- _TASK DIRECTIONS_
Below are the entries to retype; reproduce each one exactly.

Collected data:
Issue #5418, opened 2025-11-26
Appeal - Step-Parent Waiver Assessment


CarlyCotton:
**User Story**
As a student, if I have a successful Step-Parent Waiver appeal my assessment needs to reflect that parent no longer counting towards family size and family income.

**Acceptance Criteria**
Update FT 25-26 Assessment:
- [ ] add conditions to check if step-parent appeal exists and exclude that parent's income values from the income calculation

- _RESULT OF THE TASK_
Issue #5418, opened 2025-11-26
Appeal - Step-Parent Waiver Assessment


CarlyCotton:
**User Story**
As a student, if I have a successful Step-Parent Waiver appeal my assessment needs to reflect that parent no longer counting towards family size and family income.

**Acceptance Criteria**
Update FT 25-26 Assessment:
- [ ] add conditions to check if step-parent appeal exists and exclude that parent's income values from the income calculation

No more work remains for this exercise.